Canadian ice hockey coach (1932–2026)

Ernest John Vincent "Punch" McLean (November 3, 1932 – May 8, 2026) was a Canadian ice hockey coach. He led the New Westminster Bruins to four consecutive President's Cup titles, and won consecutive 1977 and 1978 Memorial Cup championships. After his 16 seasons in the Western Hockey League (WHL), McLean placed second all-time among WHL coaches with 1,067 games coached.

==Early life==
Ernest John Vincent McLean was born in a coal mine in Estevan, Saskatchewan, on November 3, 1932, due to the temperature in his parents' house being too low. McLean played midget, juvenile, and intermediate ice hockey growing up and earned an invitation to a New York Rangers training camp when he was 17.

==Career==
After the Rangers training camp, McLean joined the Humboldt Indians in the SJHL under coach Scotty Munro and eventually became an assistant. In 1966, the Canadian Major Junior Hockey League evolved into the Western Canada Junior Hockey League (WCHL). McLean eventually replaced Monroe as head coach and became co-owner of the Estevan Bruins. On April 18, 1971, after the Estevan Bruins had been eliminated from the WHL playoffs, McLean boarded a single-engine airplane heading for Yorkton, Saskatchewan. The plane failed to make it to Yorkton as a result of a crash which took his left eye. After the crash, McLean moved the Bruins to New Westminster, where he coached them for 14 seasons. However, the transition to New Westminster was met with apprehension from the WCHL board who were against expansion to the West.

A few years after the relocation, the newly named New Westminster Bruins won four consecutive President's Cup titles from 1975 to 1978 and two Memorial Cup titles in 1977 and 1978. After winning the 1977 Memorial Cup and another WHL Championship title, McLean was tapped to coach the Canada men's national junior ice hockey team at the 1978 World Junior Ice Hockey Championships. Future National Hockey League superstar Wayne Gretzky tried out for the team but McLean claimed he did not know if Gretzky was "strong enough at 16 years of age to play with these older guys". While McLean did not invite Gretzky to the initial junior tryout camp in 1977, he was eventually added to Canada's roster and led the tournament with eight goals and nine assists.

Throughout his coaching career, McLean earned a reputation for brawling with the opposition. In one instance, he was suspended 25 games for punching a referee as he skated past the Bruins bench. As a result of his tough guy reputation, and survival of life-threatening injuries, he earned the nickname "Punch". At the conclusion of his coaching career, McLean placed second all-time among WHL coaches in games coached with 1,067.

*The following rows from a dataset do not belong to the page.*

PR #1516, opened 2023-04-06
style: reduce bit typo misspelling README

guspan-tanadi:
see Features section.


donrestarone:
Thanks for the changes @guspan-tanadi !

PR #1522, opened 2023-04-09
[fix] optimize analytics V2 further + lockdown profiler

alis-khadka:
Addresses: https://github.com/restarone/violet_rails/issues/1399 and https://github.com/restarone/violet_rails/issues/1452


alis-khadka:
# test plan 🧪 

1. admins with privilege to access profiling should be able to access `pp=help` ⌛ 
2.  admins without privilege to access profiling should not be able to access `pp=help`⌛ 
3.  global admin should be able to access `pp=env` ⌛ 
4. non global admin should not be able to access `pp=env` ⌛ 
5. Analytics should track video views ⌛ 
6. There is little to no drift between the analytics v2 statistics in violet-test.net and the review app ⌛

PR #1541, opened 2023-04-22
[WIP] Change SECRET_KEY_BASE without breaking anything

Pralish:


donrestarone:
secret rotator should kick in if it detects the system is ready to rotate its secret (existence of old secret key base, new secret key base etc). It should happen automatically.

PR #1558, opened 2023-05-21
[bug fix] Webhook race condition

Pralish:


app/controllers/api/external_api_clients_controller.rb
```diff
@@ -15,7 +14,11 @@
         return render json: { message: message, success: false }, status: 401 unless verified
       end
 
-      @model_definition = @external_api_client.evaluated_model_definition
+      if @external_api_client.model_definition_class_defined?
+        @model_definition = ExternalApiClient.const_get(@external_api_client.model_definition_class_name)
```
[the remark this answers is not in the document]
donrestarone: @Pralish is this a false positive?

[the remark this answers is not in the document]
Pralish: @donrestarone , that's correct. model_definition_class_name is not a model attribute. It's a method

donrestarone:
# UAT 🧪 

1. once merged to RC make sure the shop works https://violet-test.net/custom-shop - checkout session 
2. and we don't get spammed when checkout session / payment is made

test/models/external_api_client_test.rb
```diff
@@ -170,4 +170,76 @@ class ExternalApiClientTest < ActiveSupport::TestCase
...
+      ExternalApiModelExampleNew
+    "
+
+    external_api_client.update(model_definition: model_definition)
+
+    refute ExternalApiClient.const_defined?(:ExternalApiModelExample)
+    assert ExternalApiClient.const_defined?(:ExternalApiModelExampleNew)
+  end
+
+  test 'should allow save if model defination has syntax error' do
```
donrestarone, line 226: @Pralish what is this test case exercising?

Pralish: @donrestarone , Sorry about that. It's a typo. It should have been 'should not allow save if model defination has syntax error'. Fixed it.

ExternalApiClient won't be valid if model_definition has syntax error. Previously we were able to save even when there were syntax errors. And we would only find out once we ran the plugin. 

In this case, the model definition is missing a 'end'. That's why it won't be saved.

donrestarone: @Pralish no worries-- I just merged the geolocation PR, please catch this up-to master and remove the unsafe label if/when CI passes

Issue #1559, opened 2023-05-22
include geolocation in `metadata` hash in cookies/fetch


donrestarone:
https://violet.restarone.solutions/cookies/fetch should return the cookie status + geolocation of the caller based on IP

PR #1560, opened 2023-05-23
[feature]: include geolocation in cookies metadata hash

alis-khadka:
Addresses: https://github.com/restarone/violet_rails/issues/1559

https://github.com/restarone/violet_rails/assets/25191509/f26ef9a8-c95a-4020-91fc-ea4691b3fbe6

### DIFF
--- a/config/initializers/geocoder.rb
+++ b/config/initializers/geocoder.rb
@@ -1,0 +1,4 @@
+Geocoder.configure(
+  # IP address geocoding service (default :ipinfo_io)
+  ip_lookup: :ipapi_com,
+)
--- a/config/initializers/geocoder.rb
+++ b/config/initializers/geocoder.rb
@@ -1,4 +1,6 @@
 Geocoder.configure(
   # IP address geocoding service (default :ipinfo_io)
   ip_lookup: :ipapi_com,
+  # https://github.com/alexreisner/geocoder#caching
+  cache: Redis.new
 )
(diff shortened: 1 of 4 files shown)


config/initializers/geocoder.rb
```diff
@@ -0,0 +1,4 @@
+Geocoder.configure(
+  # IP address geocoding service (default :ipinfo_io)
+  ip_lookup: :ipapi_com,
```
donrestarone, line 3: @alis-khadka are we aware of any rate limits or any scenario in which this will fail (and how do we fail gracefully)?

alis-khadka: @donrestarone 
- The default provider (`ipinfo.io`) provides [1000 requests in a day and 50.000 requests in a month](https://github.com/alexreisner/geocoder/blob/master/README_API_GUIDE.md#ipinfoio-ipinfo_io). And the provider we are using now (`ip-api.com`) [provides 45 request per minutes](https://github.com/alexreisner/geocoder/blob/master/README_API_GUIDE.md#ipinfoio-ipinfo_io). Well they have [not mentioned about the per day or per month limit for free usage](https://ip-api.com/#:~:text=How%20many%20requests%20can%20I,please%20see%20our%20pro%20service.). So, this provider should provide 64,800 requests in a day.

- Regarding the error handling, geocoder gem will rescue any exceptions raised from the internal API calls as a **default behavior**. I have left this behavior pristine as of now.
Below we can observe that the gem only logs the error but does not throw exception by default. In such case, the location details of the IP will be `null`. Here is a [test case for this scenario](https://github.com/restarone/violet_rails/pull/1560/files#diff-f94b528980f0527e80962c4ca705a427001d83a25e4dd299fc7df1626101cdc4R137-R178).

Screenshot 2023-05-26 at 12 38 06 PM

Issue #1597, opened 2023-09-10
implement calendar functionality


donrestarone:
**Is your feature request related to a problem? Please describe.**
currently there is no calendar feature

**Describe the solution you'd like**
1. ability to show a calendar
2. ability to pick working hours
3. book events (unconfirmed, confirmed, maybe, declined)
4. parse `.ics` files in incoming emails and create event
5. ability to send a link to a booking page

Libraries: 

1. https://github.com/icalendar/icalendar - PORO for calendar, event and includes parsing functionality 
2. https://github.com/excid3/simple_calendar - frontend for rendering a calendar

research: 

1. simple_calendar example implementation: https://medium.com/@zachmb22/how-to-display-calendar-events-using-a-rails-gem-6db0b1e74f62
2. using stimulus JS for a calendar implementation: https://dev.to/timnans/rails-calendar-with-tui-and-stimulusjs-3je

PR #1601, opened 2023-09-13
Calendar and event booking

donrestarone:
addresses: https://github.com/restarone/violet_rails/issues/1597

IMG_7264

todo: 

1. include .vcs file for outlook
2. add validations to meeting model

further reading: 

1. icalendar syncing events: https://joshfrankel.me/blog/lemme-pencil-you-in-using-icalendar-and-rails-to-sync-calendar-events/
2. all the options: https://blog.corsego.com/icalendar-ruby
3. publish? https://stackoverflow.com/questions/55927263/what-does-icalendar-publish-method-do
4. dealing with email client quirkyness when displaying RSVP buttons: https://stackoverflow.com/questions/66102584/when-i-add-method-request-to-icalendar-gmail-stops-recognizing-as-event


Gemfile.lock
```diff
@@ -580,7 +583,7 @@ DEPENDENCIES
   will_paginate
 
 RUBY VERSION
-   ruby 3.0.0p0
+   ruby 2.6.6p146
```
donrestarone, line 586: this change should not be included!

app/controllers/meetings_controller.rb
```diff
@@ -0,0 +1,134 @@
+class MeetingsController < Comfy::Admin::Cms::BaseController
+  before_action :set_meeting, only: %i[ show edit update destroy ]
```
donrestarone, line 2: ensure that the user can access email, so this controller is locked down via authorization

Issue #1609, opened 2023-09-18
".tooltip is not a function" in analytics v2


donrestarone:
**Describe the bug**

**To Reproduce**
1. Go to https://markedrestaurant.com/v2/dashboard
2. see date range picker is broken
3. see error in console

``` txt
Error initializing controller

TypeError: e(...).tooltip is not a function
    at t.value (dashboard_controller.js:7:34)
    at new e (stimulus.js:2331:23)
    at e.value (stimulus.js:2622:19)
    at e.value (stimulus.js:2602:26)
    at e.value (stimulus.js:3222:16)
    at e.value (stimulus.js:3088:23)
    at e.value (stimulus.js:1594:23)
    at e.value (stimulus.js:1478:21)
    at stimulus.js:1463:23
    at Array.forEach (<anonymous>)
```

![Screenshot from 2023-09-18 16-32-56](https://github.com/restarone/violet_rails/assets/35935196/b0d8179d-d55b-4fa6-8671-678d7c209f56)

donrestarone:
last known commit when the view was functional: 66a63e4448624bafbadf17cf503e6added58a9dc

PR #1611, opened 2023-09-19
[Bug Fix] "tooltip is not a function" in analytics V2

donrestarone:
Addresses: https://github.com/restarone/violet_rails/issues/1609

### Demo Clip

https://github.com/restarone/violet_rails/assets/25191509/f8368c2b-e072-4b5c-b9e9-bff3ee17c42a

### DIFF
--- a/app/javascript/packs/comfy/admin/cms.js
+++ b/app/javascript/packs/comfy/admin/cms.js
@@ -1,5 +1,6 @@
 import Sortable from 'sortablejs';
 import jQuery from 'jquery';
+import "bootstrap";
 import "controllers"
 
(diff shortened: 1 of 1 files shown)


donrestarone:
@alis-khadka I noticed that the Shortcuts button (to show expansion for web/forum etc) does not work in any other view than Analytics V2. It looks like Bootstrap JS is not loading everywhere in the CMS admin. Could you take a look? 

Screenshot from 2023-09-19 16-09-39

donrestarone:
patch PR: https://github.com/restarone/violet_rails/pull/1612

==Personal life and death==
McLean was married to Frances.

In August 2009, McLean went missing for four days and five nights without food or supplies after getting lost while prospecting for gold.

McLean died when his vehicle went off the Stewart–Cassiar Highway near Dease Lake, British Columbia, on May 8, 2026. Police said he was the only person in the vehicle.

==Awards and honors==
McLean received the WCHL Coach of the Year Award for the 1975–76 WCHL season. He was awarded the WHL's Governors Award in 2005, and was inducted into the BC Hockey Hall of Fame in 2006.

In April 2016, the Ernie "Punch" McLean tournament was created at Langley Events Centre where six teams competed.